__TASK REQUIREMENTS__:
For the listing below, report all lines that hold the word "made".

__EXTRACTED DATA__:
============

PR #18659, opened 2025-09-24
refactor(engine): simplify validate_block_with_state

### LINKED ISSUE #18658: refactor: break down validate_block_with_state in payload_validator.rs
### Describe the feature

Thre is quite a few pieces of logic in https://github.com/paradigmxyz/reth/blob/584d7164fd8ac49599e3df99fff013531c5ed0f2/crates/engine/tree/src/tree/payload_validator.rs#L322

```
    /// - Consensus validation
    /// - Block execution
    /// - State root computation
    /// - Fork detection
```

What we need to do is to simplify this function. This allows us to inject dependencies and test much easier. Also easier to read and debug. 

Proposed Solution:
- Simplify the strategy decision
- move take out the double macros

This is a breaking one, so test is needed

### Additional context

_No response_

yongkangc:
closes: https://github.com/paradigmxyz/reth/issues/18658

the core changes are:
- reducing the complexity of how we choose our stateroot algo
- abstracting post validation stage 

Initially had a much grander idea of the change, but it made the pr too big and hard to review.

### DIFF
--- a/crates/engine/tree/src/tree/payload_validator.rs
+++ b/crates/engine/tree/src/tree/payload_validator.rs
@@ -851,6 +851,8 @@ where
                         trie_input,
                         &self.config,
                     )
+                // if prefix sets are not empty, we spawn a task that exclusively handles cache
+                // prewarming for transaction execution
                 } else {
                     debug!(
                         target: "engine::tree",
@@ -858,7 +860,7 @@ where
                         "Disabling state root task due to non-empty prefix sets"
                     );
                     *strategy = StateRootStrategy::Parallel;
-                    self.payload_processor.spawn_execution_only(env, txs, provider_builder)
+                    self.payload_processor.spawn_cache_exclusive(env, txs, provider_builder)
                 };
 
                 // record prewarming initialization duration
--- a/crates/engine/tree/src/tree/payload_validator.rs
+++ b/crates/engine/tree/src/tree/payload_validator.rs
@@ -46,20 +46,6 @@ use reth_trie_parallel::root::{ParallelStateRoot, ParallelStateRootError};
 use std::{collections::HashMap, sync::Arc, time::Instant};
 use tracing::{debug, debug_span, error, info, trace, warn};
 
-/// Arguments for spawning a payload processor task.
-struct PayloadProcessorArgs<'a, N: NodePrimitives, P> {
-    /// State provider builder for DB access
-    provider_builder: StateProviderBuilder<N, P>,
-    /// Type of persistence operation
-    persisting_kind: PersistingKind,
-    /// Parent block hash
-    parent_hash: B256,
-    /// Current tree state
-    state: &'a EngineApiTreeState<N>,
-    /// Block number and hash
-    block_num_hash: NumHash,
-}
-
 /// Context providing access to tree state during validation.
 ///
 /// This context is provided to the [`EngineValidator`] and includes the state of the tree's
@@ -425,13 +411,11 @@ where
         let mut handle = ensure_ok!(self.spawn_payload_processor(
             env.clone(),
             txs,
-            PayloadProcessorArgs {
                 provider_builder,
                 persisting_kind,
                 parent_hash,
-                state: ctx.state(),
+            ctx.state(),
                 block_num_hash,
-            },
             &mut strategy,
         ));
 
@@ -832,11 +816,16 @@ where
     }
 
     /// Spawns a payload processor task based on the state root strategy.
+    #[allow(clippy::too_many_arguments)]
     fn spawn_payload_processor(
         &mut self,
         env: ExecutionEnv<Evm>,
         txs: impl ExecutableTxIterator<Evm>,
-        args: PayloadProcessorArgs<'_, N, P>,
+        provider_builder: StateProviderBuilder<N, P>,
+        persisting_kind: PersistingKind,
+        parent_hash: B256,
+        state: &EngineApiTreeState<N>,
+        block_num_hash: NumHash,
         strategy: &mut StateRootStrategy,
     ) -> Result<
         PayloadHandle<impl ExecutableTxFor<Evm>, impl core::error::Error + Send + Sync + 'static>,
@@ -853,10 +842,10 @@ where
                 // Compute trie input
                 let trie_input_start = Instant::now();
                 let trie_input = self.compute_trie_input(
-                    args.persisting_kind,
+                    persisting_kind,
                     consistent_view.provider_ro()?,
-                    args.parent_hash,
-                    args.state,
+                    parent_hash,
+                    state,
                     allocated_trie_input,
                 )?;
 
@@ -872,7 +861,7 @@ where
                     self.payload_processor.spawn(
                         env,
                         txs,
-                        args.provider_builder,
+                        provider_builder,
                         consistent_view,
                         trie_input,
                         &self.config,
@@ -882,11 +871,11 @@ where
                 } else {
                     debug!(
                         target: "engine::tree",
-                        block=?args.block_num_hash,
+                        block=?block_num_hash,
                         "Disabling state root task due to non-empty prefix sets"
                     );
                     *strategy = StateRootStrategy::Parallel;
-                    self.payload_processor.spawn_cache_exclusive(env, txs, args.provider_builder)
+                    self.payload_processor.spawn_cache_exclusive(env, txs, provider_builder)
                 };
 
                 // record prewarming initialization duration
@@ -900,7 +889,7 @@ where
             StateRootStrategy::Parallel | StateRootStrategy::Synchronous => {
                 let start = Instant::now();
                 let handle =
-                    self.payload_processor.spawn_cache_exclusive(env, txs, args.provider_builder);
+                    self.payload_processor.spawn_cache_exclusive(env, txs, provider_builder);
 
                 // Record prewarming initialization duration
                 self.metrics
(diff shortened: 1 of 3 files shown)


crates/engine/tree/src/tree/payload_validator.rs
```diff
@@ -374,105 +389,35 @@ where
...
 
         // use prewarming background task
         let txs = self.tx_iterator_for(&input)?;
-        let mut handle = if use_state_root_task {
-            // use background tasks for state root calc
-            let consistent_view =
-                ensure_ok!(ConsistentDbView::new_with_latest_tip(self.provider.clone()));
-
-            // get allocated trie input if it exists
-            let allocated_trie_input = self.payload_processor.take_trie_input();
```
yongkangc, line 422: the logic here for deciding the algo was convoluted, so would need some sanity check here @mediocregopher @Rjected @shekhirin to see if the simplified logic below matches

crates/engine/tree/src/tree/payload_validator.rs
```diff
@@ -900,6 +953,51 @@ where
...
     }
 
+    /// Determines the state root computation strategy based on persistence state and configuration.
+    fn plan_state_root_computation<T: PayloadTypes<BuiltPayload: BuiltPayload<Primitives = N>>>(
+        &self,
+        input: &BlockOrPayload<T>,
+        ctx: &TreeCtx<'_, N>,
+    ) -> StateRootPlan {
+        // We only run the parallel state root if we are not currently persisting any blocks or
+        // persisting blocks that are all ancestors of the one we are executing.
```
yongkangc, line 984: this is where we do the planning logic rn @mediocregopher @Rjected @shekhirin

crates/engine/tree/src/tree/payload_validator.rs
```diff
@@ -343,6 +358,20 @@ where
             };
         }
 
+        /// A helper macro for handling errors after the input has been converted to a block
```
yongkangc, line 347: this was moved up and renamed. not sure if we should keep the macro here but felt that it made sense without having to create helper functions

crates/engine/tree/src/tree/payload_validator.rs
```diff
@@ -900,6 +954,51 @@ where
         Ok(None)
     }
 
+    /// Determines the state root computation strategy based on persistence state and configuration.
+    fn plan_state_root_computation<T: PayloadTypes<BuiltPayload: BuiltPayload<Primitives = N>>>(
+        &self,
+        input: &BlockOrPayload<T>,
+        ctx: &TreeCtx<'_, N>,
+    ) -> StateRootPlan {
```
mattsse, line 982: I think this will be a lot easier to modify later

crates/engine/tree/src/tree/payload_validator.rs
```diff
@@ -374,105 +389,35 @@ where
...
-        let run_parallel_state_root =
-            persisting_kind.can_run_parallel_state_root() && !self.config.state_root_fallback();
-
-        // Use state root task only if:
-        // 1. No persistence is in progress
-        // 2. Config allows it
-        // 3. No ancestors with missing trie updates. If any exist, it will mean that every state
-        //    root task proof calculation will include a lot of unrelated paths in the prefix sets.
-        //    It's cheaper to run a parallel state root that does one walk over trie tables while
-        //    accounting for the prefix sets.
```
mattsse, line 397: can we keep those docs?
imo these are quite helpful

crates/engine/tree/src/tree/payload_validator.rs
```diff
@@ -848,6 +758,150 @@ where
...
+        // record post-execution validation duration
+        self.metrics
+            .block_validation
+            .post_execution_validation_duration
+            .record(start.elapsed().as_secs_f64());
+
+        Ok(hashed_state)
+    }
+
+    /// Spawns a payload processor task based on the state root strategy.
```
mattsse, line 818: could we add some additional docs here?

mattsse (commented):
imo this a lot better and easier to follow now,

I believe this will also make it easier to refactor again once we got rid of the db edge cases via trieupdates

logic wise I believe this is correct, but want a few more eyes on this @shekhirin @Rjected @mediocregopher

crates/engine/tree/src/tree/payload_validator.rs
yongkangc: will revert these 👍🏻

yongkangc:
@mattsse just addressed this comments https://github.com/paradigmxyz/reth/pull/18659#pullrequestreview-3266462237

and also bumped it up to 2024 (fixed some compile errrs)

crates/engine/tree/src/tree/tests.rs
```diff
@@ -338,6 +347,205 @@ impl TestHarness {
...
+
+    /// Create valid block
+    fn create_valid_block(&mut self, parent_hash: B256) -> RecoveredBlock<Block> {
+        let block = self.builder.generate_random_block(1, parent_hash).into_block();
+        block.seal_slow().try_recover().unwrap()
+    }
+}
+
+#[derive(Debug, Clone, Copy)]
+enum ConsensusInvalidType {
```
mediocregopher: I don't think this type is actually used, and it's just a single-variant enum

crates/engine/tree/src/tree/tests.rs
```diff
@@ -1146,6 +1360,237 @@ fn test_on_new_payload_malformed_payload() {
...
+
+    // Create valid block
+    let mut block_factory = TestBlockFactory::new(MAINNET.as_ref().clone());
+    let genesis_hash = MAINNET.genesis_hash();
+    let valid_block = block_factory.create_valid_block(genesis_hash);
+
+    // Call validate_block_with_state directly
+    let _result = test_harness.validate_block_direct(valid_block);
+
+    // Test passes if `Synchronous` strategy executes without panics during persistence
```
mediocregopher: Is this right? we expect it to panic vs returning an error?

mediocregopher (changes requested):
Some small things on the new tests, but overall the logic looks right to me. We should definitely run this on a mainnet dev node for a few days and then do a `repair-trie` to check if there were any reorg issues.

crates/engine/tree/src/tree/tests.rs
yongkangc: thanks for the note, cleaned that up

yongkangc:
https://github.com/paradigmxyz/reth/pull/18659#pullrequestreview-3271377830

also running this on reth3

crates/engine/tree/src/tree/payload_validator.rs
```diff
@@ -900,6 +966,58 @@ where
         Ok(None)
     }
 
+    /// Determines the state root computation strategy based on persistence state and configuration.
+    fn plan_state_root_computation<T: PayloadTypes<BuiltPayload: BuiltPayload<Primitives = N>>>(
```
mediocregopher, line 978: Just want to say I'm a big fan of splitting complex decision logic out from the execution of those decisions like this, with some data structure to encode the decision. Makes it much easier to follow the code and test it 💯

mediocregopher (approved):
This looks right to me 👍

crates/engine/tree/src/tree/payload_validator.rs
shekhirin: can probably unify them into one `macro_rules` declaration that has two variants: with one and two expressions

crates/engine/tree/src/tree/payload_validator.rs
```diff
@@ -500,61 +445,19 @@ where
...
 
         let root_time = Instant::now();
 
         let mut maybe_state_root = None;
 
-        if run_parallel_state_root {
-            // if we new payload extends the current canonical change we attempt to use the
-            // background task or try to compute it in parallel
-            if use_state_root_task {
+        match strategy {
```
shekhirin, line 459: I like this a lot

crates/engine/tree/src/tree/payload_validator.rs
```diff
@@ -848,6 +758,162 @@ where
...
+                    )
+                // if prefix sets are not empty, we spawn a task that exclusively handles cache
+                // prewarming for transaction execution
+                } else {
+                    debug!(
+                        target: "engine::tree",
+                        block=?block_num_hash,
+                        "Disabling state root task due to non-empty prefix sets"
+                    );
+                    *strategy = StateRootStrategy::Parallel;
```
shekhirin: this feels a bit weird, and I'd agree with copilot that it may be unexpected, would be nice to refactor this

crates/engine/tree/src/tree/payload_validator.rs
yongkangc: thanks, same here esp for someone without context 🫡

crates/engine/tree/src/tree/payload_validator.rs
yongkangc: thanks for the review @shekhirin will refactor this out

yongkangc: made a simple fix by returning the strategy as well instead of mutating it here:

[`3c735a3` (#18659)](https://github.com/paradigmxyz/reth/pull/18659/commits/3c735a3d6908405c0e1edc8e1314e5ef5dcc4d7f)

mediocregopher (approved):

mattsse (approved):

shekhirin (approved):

============

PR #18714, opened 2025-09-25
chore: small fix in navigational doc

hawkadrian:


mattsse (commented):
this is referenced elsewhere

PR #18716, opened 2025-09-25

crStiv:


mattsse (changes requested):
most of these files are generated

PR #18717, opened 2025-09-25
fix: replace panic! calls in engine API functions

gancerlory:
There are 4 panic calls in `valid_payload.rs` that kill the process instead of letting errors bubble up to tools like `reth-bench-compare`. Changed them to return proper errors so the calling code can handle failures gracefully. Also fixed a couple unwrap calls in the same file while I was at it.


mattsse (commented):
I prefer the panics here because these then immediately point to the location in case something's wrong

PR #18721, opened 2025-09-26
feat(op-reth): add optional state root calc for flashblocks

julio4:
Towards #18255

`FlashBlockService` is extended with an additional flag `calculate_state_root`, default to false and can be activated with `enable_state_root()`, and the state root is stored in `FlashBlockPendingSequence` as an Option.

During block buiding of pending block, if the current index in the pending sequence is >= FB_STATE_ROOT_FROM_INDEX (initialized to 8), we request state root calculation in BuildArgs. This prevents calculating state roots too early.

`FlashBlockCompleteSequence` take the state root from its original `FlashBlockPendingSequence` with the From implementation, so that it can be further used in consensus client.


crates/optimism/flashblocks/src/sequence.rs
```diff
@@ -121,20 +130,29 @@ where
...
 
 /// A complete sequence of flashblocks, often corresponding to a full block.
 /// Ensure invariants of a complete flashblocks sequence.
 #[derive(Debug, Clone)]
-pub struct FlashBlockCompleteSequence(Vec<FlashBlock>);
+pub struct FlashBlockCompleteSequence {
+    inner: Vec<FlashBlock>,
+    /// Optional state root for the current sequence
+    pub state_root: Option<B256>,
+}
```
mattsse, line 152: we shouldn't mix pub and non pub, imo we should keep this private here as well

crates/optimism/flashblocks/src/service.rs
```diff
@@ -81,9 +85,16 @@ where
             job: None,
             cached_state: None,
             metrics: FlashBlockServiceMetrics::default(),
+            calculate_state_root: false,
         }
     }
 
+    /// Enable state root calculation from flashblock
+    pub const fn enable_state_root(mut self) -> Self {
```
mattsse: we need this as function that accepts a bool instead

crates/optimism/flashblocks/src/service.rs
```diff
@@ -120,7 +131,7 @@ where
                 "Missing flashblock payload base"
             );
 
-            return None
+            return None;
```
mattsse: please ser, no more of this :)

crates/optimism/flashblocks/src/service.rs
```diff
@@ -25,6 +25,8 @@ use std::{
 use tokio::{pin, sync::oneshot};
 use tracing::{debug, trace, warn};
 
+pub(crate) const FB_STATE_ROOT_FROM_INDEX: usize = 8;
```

============

__ANSWER BELOW__:
Initially had a much grander idea of the change, but it made the pr too big and hard to review.
yongkangc, line 347: this was moved up and renamed. not sure if we should keep the macro here but felt that it made sense without having to create helper functions
yongkangc: made a simple fix by returning the strategy as well instead of mutating it here:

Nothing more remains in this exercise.